Immigration is destroying the British economy

warehouse workers
warehouse workers

This year marks two decades since the EU opened up free movement to ten additional countries, including former Eastern Bloc members Hungary and Poland. It was a change that fundamentally altered the very fabric of the British economy.

The mass unskilled migration that followed has created new business models and transformed the faces of towns and cities right across the country.

Migration has become such an integral part of the UK economy that the institutional structures of the British state – the Treasury, Office for Budget Responsibility and Bank of England – appear to viscerally reject any attempt to stem the tide.

Whenever the topic is raised, dystopian predictions are rolled out that suggest granting the public what they want – migration levels of the sort that politicians promise at election time – would impoverish us all.

An ageing population, a relentless focus on so-called “growth”, and a disincentivised generation of young Britons make migration unavoidable, according to the Treasury orthodoxy.

Some 20 years on, politicians continue to be paralysed by these warnings. Rishi Sunak – at least ostensibly – appears to grasp the electoral imperative to shut off illegal migration. On legal economic migration, however, his actions indicate he is comparatively unprepared to shut off the flow.

While the Prime Minister has announced increases to salary thresholds for some categories of visas, he has maintained the extremely broad “shortage occupation list” and care worker schemes. In doing so, he has in effect signalled that the British economy will continue to be fuelled by mass migration. At least, that’s the theory. The reality is quite different.

We now have 20 years of evidence generated by this grand experiment, testing the idea that immigration drives growth. The results are clear: immigration is dangerously harming our economy.

And I should know. If there was a list of the all-time biggest employers of immigrant workers in this country, the chances are that I’d be near the top of it. As the former chief executive of one of the country’s largest employment agencies, I had over 100,000 people working for me every year. The majority were recent immigrants – most of whom came from those EU expansion countries.

Most of these people worked in the warehouses delivering millions of items of cheap consumer goods to British customers who were rightly happy to be getting a good deal.

Achieving this e-commerce revolution, however, required the delivery drivers, stock pickers, and cleaners to be paid wages that no one could build a sustainable household on.
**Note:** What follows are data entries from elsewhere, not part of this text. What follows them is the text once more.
PR #536, opened 2021-10-06
Update linter + fix whitespace

wagoodman:
Follow up from https://github.com/anchore/grype/pull/442#discussion_r722612680 (I realize for grype). While I was at it I updated our linter.

### DIFF
--- a/cmd/report_writer.go
+++ b/cmd/report_writer.go
@@ -11,18 +11,22 @@ import (
 
 func reportWriter() (io.Writer, func() error, error) {
 	nop := func() error { return nil }
-
 	path := strings.TrimSpace(appConfig.File)
+
 	switch len(path) {
 	case 0:
 		return os.Stdout, nop, nil
+
 	default:
 		reportFile, err := os.OpenFile(path, os.O_RDWR|os.O_CREATE|os.O_TRUNC, 0644)
+
 		if err != nil {
 			return nil, nop, fmt.Errorf("unable to create report file: %w", err)
 		}
+
 		return reportFile, func() error {
 			log.Infof("report written to file=%q", path)
+
 			return reportFile.Close()
 		}, nil
 	}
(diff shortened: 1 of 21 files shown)


cmd/report_writer.go
```diff
@@ -11,18 +11,22 @@ import (
...
 	case 0:
 		return os.Stdout, nop, nil
+
 	default:
 		reportFile, err := os.OpenFile(path, os.O_RDWR|os.O_CREATE|os.O_TRUNC, 0644)
+
 		if err != nil {
 			return nil, nop, fmt.Errorf("unable to create report file: %w", err)
 		}
+
```
luhring, line 26: ❤️  — very easy to follow, love it!

syft/pkg/cataloger/deb/cataloger.go
```diff
@@ -36,9 +36,9 @@ func (c *Cataloger) Name() string {
 }
 
 // Catalog is given an object to resolve file references and content, this function returns any discovered Packages after analyzing dpkg support files.
-// nolint:funlen
+
```
luhring, line 39: This blank line could have very easily resulted from a [comment I made](https://github.com/anchore/grype/pull/442#discussion_r722612680) 😄  So I wanted to chime in — blank lines between a declaration and its doc comment is not something that's important to me. Also, I think it breaks the association of the documentation to the declared thing. I haven't tested this on pkg.go.dev, but I have tested it in GoLand, and I find that the blank line causes the "hover over" documentation to no longer include the doc comment text.

luhring:
(Looks good ✅  — I didn't approve only because I couldn't remember if "auto merge" was enabled, and I wanted us to chat through https://github.com/anchore/syft/pull/536#discussion_r723178891 before merging 😃  )

spiffcs (approved):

It required them to sign precarious temporary contracts. It placed unrelenting targets on every worker and required them to walk miles in a shift – ruling out older and disabled employees.

As a result of all these conditions, British workers were hard to come by. Firms like mine became hooked on the ever-available flow of migrant labour, particularly the availability of Eastern European workers, coming from places with wages which seemed more likely to be measured in pence than pounds. Millions were all too happy to make the journey to fuel this new British economy.

Many of my employees would share a bed, one using the bed during the day and a second at night, and living off as little as a packet of biscuits a day. Every spare penny scrimped from their wages was sent back home.

The inevitable effect of the language and culture gap meant that while here, the workers lived shadow existences, divorced from society. Meanwhile, their families endured months apart from the loved ones they had lost to labouring for the convenience of British consumers.

Every one of them was delighted to be working here in Britain for wages many times more than they could have earned at home, but no decent person can consider that this was a compassionate situation for those workers.

Meanwhile, the impact of the influx is still playing out. Long gone are the days where the salaries for performing working class jobs could sustain a whole family. Scenes in old televised dramas where working class families survive on the sole or primary salary of dad’s job at the factory now seem bizarre.

Even with the inordinately expensive support of in-work benefits such as tax credits, too many families require two working class salaries just to get by. Many find themselves no better off in work than they would have been if they sat around on benefits.

This shift – which has happened over the course of a lifetime – is no temporary blip awaiting reversion to normality. It is an inevitable consequence of the undercutting that follows by opening up jobs to workers prepared to work for peanuts.

Now, today, the Treasury appears to be choosing – quite consciously – to create exactly the sort of economy that we are getting.

No amount of sophistry or obfuscation can hide the fact that it is turning its face against not only the public’s wishes but their interests. It is doing so to prioritise the interests of the businesses that I used to run. It must stop doing so.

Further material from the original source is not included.